Hart Dyke and Winder opened the garden on March 16 — five years after their kidnap — by planting an Agave americana just above the Darien Gap. “I chose it because Paul hates orchids,” says Hart Dyke. “And because it is the spiniest and prickliest of all the plants — which was a pain to plant.”
Hart Dyke now lives in the castle’s gatehouse. He is on one side and his 91-year-old grandmother, Mary (or “Crac”, as she is called by the family), is on the other. “We meet in the middle arches for gardening conferences.”
The world garden is not just a whimsical dream or green-fingered therapy, but also a huge financial gamble for the Hart Dyke family. The original estate of about 9,000 acres has shrunk to 120, and the costs of maintaining the 500-year-old castle and lands have swallowed a fortune. The family had to mortgage the property to raise the £150,000 needed for the garden.
So far, the project has come in under budget at £121,000. Hart Dyke has plans to convert a ramshackle Victorian glasshouse into his own orchid house and to set up a nursery. His ambition is to show 7,000 specimens in their country of origin and 3,000 in the borders, to show man’s influence and cultivation.
“Brits have a tendency to say we can’t do exotic plants and should stick to what we know. But about 99% of plants in our gardens were introduced from other countries.
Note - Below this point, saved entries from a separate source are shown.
PR #9395, opened 2021-02-23
fix dev env migrate.yml path in docs

rooftopcellist:
##### SUMMARY
Correct small path typo.

### DIFF
--- a/tools/docker-compose/docs/data_migration.md
+++ b/tools/docker-compose/docs/data_migration.md
@@ -1,7 +1,7 @@
 # Migrating Data from Local Docker
 
 If you are migrating data from a Local Docker installation (17.0.1 and prior), you can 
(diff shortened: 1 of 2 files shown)


tools/docker-compose/docs/data_migration.md
```diff
@@ -13,7 +13,7 @@ If you had a custom pgdocker or awxcompose location, you will need to set the `p
 
 1. Run the [migrate playbook](./ansible/migrate.yml) to migrate your data to the new postgresql container and convert the data directory to a volume mount.
```
ryanpetrello: This link on line 14 doesn't work.

ryanpetrello (commented):
@rooftopcellist On line 8, we should change it to be explicit, and say:

```
First, in the [inventory file](../inventory)
```

ryanpetrello (approved):

PR #9438, opened 2021-03-01
Update EE breadcrumb to use name instead of image

nixocio:
Update EE breadcrumb to use name instead of image to be consistent with
the other screens.

See: https://github.com/ansible/awx/issues/9087


jakemcdermott (approved):

nixocio:
regate

jakemcdermott:
recheck

PR #9442, opened 2021-03-01
No longer delete local_settings.py

rooftopcellist:
##### SUMMARY
Removes task in docker-compose sources role that removes the old local_settings.py file. 

If you want to add custom dev settings, create a file called `local_whatever.py` in `awx/settings/`, then put your custom settings there.  

 * this assumes people have already migrated from the old dev env.
 * new custom dev settings can be set in /etc/tower/conf.d/local_settings.py
 * this new settings file is bind-mounted from tools/docker-compose/_sources/local_settings.py

##### COMPONENT NAME

 - dev
 - Installer

##### AWX VERSION

```
devel
```

### DIFF
--- a/tools/docker-compose/ansible/roles/sources/tasks/main.yml
+++ b/tools/docker-compose/ansible/roles/sources/tasks/main.yml
@@ -45,11 +45,6 @@
     - "database.py"
     - "websocket_secret.py"
 
-- name: Delete old local_settings.py
-  file:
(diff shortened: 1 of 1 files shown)


shanemcd (approved):

rooftopcellist:
We are not going to remove this task because it may trip up people when switching between old and new branches.  

If you want to add custom dev settings, create a file called local_whatever.py in awx/settings/, then put your custom settings there.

I want people to look and learn.”
It is heartening to see such a young gardener with a light touch and a serious mission. Hart Dyke wants to educate garden societies and thrill school children to encourage a love of learning and horticulture.
Far from the boggy sites, stinky gulleys and lush jungle canopies of his earlier adventures, the garden at Lullingstone is a labour of love and obsession. “I forget to meet my friends in the pub,” he admits. “Relationships have suffered.”
Now, at last, he will get to share his love of spiky, exotic plants with the British public, from the safety of his own home.